CINÉMA

 « Nos batailles » – À l’amour comme à la guerre

Pour la soirée d’ouverture de la reprise de la sélection “Un Certain Regard”, qui se déroulait jusqu’au 6 juin, La Cinémathèque proposait Nos batailles  de Guillaume Senez. Fendant la ligne de démarcation des genres, le deuxième long-mètrage du cinéaste belge est un véritable film d’auteur, nuancé et splendide, comme rarement le cinéma français en offre.

Dans son premier long-métrage, Keeper, sorti en 2015, Guillaume Senez racontait comment un adolescent au visage d’enfant devait conjuguer ses rêves et ses responsabilités entre son désir de devenir footballeur professionnel et sa décision d’assumer sa paternité soudaine. L’idée superbe du film était de faire de Maxime un gardien de but, métaphore à peine voilée de la difficulté du rôle de père, à la fois indispensable mais également incapable de maîtriser l’entiereté de la situation.

Trois ans plus tard, les interrogations de Guillaume Senez n’ont pas changées, ou si peu. Il troque ici l’adolescent précoce pour le père de famille engagé, les rêves sont abandonnés tandis que les responsabilités sont plus grandes. Plus question de garder une cage, mais plutôt un foyer qui se fissure, des valeurs qui s’effritent. Soit l’histoire d’Olivier, chef de service en entrepôt, courageux et combatif, qui se retrouve seul à devoir gérer activité professionnelle et vie de famille, suite au départ précipité et sans explications de sa femme, Laura. Sur tous les fronts, Olivier, syndicaliste engagé dans la vie de son entreprise  doit batailler pour protéger les acquis sociaux de ses collègues et élever ses deux enfants, qu’ils ne voyaient jusqu’alors qu’au coucher, chaque soir, après son travail. Le personnage, d’abord ulcéré par le départ de Laura, va devoir dissiper son incompréhension pour entamer le chemin vers une responsabilisation qu’il avait feint jusqu’ici.

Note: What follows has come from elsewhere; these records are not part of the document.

PR #1241, opened 2019-03-20
Fix external reverse synctex on Windows

### LINKED ISSUE #1240: Reverse synctex broken on Windows when not using synctexjs
**Describe the bug**
Reverse synctex doesn't work on Windows when using external synctex.

**To Reproduce**
0. Use a Windows machine
1. Disable internal synctex (`"latex-workshop.synctex.synctexjs.enabled": false`)
2. Compile Latex file
3. Open pdf viever
4. Ctrl+click somwhere
5. Nothing happens

**Expected behavior**
Corresponding line in Latex source should be highlighted in VSCode.

**Logs**
Please paste the log messages here. It is very important to identify problems. If you think the logs are unrelated, please say so.

<details>
<summary>LaTeX Workshop Output</summary>

[15:53:43] Executing synctex with args edit,-o,96:206.9180754226268:453.76853055916774:c:\Users\dasch8\latex\main.pdf
</details>

<details>
<summary>Developer Tools Console</summary>

console.ts:134 [Extension Host] rejected promise not handled within 1 second: Error: ENOENT: no such file or directory, lstat 'c:\Users\dasch8\latex\main.tex
'
t.log @ console.ts:134
console.ts:134 [Extension Host] stack trace: Error: ENOENT: no such file or directory, lstat 'c:\Users\dasch8\latex\main.tex
'
	at Object.realpathSync (fs.js:1744:7)
	at Object.exports.wrapFsWithAsar.fs.realpathSync (ELECTRON_ASAR.js:335:40)
	at module.exports.t.Locator.<anonymous> (C:\Users\dasch8\.vscode\extensions\james-yu.latex-workshop-6.2.2\out\src\main.js:371:335399)
	at Generator.next (<anonymous>)
	at s (C:\Users\dasch8\.vscode\extensions\james-yu.latex-workshop-6.2.2\out\src\main.js:371:330388)
t.log @ console.ts:134
log.ts:173   ERR ENOENT: no such file or directory, lstat 'c:\Users\dasch8\latex\main.tex
': Error: ENOENT: no such file or directory, lstat 'c:\Users\dasch8\latex\main.tex
'
	at Object.realpathSync (fs.js:1744:7)
	at Object.exports.wrapFsWithAsar.fs.realpathSync (ELECTRON_ASAR.js:335:40)
	at module.exports.t.Locator.<anonymous> (C:\Users\dasch8\.vscode\extensions\james-yu.latex-workshop-6.2.2\out\src\main.js:371:335399)
	at Generator.next (<anonymous>)
	at s (C:\Users\dasch8\.vscode\extensions\james-yu.latex-workshop-6.2.2\out\src\main.js:371:330388)
</details>

**Desktop (please complete the following information):**
 - OS: Windows 10
 - VS Code version: 1.32.3
 - Extension version: 6.2.2

**Additional context**
I tracked the bug down to here:
https://github.com/James-Yu/LaTeX-Workshop/blob/589a0eb26c088e48ac21990930f803e2b01eb962/src/components/locator.ts#L273-L281

`fs.realpathSync(record.input)` fails because there is a newline character at the end of the file path. If Docker is used for synctex it also fails because the path to the file in the container is not replaced with the path to the file in the host. I'm creating a pull request with my fix.

dasch8:
Fixes #1240, however I couldn't verify that it doesn't break anything on other platforms.

### DIFF
--- a/src/components/locator.ts
+++ b/src/components/locator.ts
@@ -269,7 +269,12 @@ export class Locator {
             }
         } else {
             record = await this.invokeSyncTeXCommandBackward(data.page, data.pos[0], data.pos[1], pdfPath)
+            record.input = record.input.replace(/(\r\n|\n|\r)/gm, '')
+            if (docker && process.platform === 'win32') {
+                record.input = path.join(path.dirname(pdfPath), record.input.replace('/data/', ''))
+            }
         }
+
         // kpathsea/SyncTeX follow symlinks.
         // see http://tex.stackexchange.com/questions/25578/why-is-synctex-in-tl-2011-so-fussy-about-filenames.
         // We compare the return of symlink with the files list in the texFileTree and try to pickup the correct one.
@@ -280,11 +285,7 @@ export class Locator {
             }
         }
 
-        let filePath = path.resolve( record.input.replace(/(\r\n|\n|\r)/gm, '') )
-        if (docker && process.platform === 'win32') {
-            filePath = path.resolve(path.dirname(pdfPath), record.input as string)
-        }
-
+        let filePath = path.resolve(record.input)
         this.extension.logger.addLogMessage(`SyncTeX to file ${filePath}`)
         vscode.workspace.openTextDocument(filePath).then((doc) => {
             let viewColumn: vscode.ViewColumn | undefined = undefined


src/components/locator.ts
```diff
@@ -280,11 +285,7 @@ export class Locator {
             }
         }
 
-        let filePath = path.resolve( record.input.replace(/(\r\n|\n|\r)/gm, '') )
-        if (docker && process.platform === 'win32') {
-            filePath = path.resolve(path.dirname(pdfPath), record.input as string)
-        }
-
```
jlelong: After moving this block inside the  `else` part above, nothing deals with docker when using `synctexjs`.  This is a bit surprising. 

It looks like two things may be mixed up here and it works when using external `synctex`.  Have you tested that docker works both with external `synctex` and `synctexjs`.

jlelong:
I have the feeling that it may be sufficient to move the line

```js
 let filePath = path.resolve( record.input.replace(/(\r\n|\n|\r)/gm, '') )
```

right before the `for` loop to fix #1240. Can you test and confirm that?

src/components/locator.ts
jlelong: I do not have Windows so just to be sure have you tested that using docker and `synctexjs` works on Windows?

dasch8: I just tested this and `synctexjs` doesn't work with Docker on Windows anyway because it includes it's own check whether the file exists before we can patch the path: The block could be moved out of the else branch though.

dasch8:
> I have the feeling that it may be sufficient to move the line
>  let filePath = path.resolve( record.input.replace(/(\r\n|\n|\r)/gm, '') )
> right before the for loop to fix #1240. Can you test and confirm that?

To fix the problem on Windows without Docker putting `record.input = record.input.replace(/(\r\n|\n|\r)/gm, '')` above the for loop would work. For it to also work with Docker we need to patch the path before we pass it to `fs.realpathSync`.

src/components/locator.ts
jlelong: For the docker and `synctexjs` issue, it seems we just need to add something like
```js
if (docker && process.platform === 'win32') {
    record.input = record.input.replace('/data/', '')
}
```
juste before https://github.com/James-Yu/LaTeX-Workshop/blob/8dd06def151053ceecfec4bd90547863885a090b/src/components/synctex.ts#L206

Unfortunately I cannot test it. Could you make a PR or do you prefer me to do it and rely on you for the testing?

jlelong:
Merged in e75d5fd.

src/components/locator.ts
dasch8: I can make a PR. I also noticed that the cleaning command doesn't work if I build with Docker. I'll see whether I find further issues and will make a PR as soon as possible.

Cette bataille contre le quotidien, il ne la mène pas seul. Il peut compter sur plusieurs personnages forts. C’est là qu’intervient une autre obsession du réalisateur : la famille. D’abord, ses enfants qui après avoir compris la situation, organisent une forme de résistance pour se partager les taches ménagères. Ensuite, ce sont sa mère et sa sœur, interprétées respectivement par Dominique Valadié (dont les apparitions au cinéma, disparates dans le temps mais toujours justes, font dire qu’elle est trop rare)  et Laeticia Dosch, qui vont l’aider, le rassurer, lui faire comprendre, parfois même par l’humour. Dans l’oeuvre naissante mais déjà profonde de Guillaume Senez, les femmes sont fortes et imprévisibles, à l’image de sa meilleure amie, elle aussi syndicaliste dans la même usine, interprétée par Laure Calamy. Elles ont vu arriver les situations, ont su s’adapter, à la différence d’Olivier, juché sur ses convictions.

Car toute l’intelligence du film se retrouve dans l’écriture du personnage principal, jamais réellement sympathique, certes admirable mais hermétique à la souffrance d’autrui. Il n’entend pas le chagrin des femmes de sa vie, trop occupé à rechercher celle qui l’a abandonné. Si par l’image le cinéaste prend le parti d’Olivier, en épousant tous ses gestes et en le faisant habiter la quasi intégralité des plans de son film, il n’oublie pas que l’engagement d’un homme ou d’une femme entraîne l’implication de ses proches. C’est avec une finesse totale que Romain Duris, acteur de l’intrication émotionnelle,  aborde ce rôle. Il est d’une justesse rare, ne cherche pas la performance et s’oublie sans cesse derrière son personnage.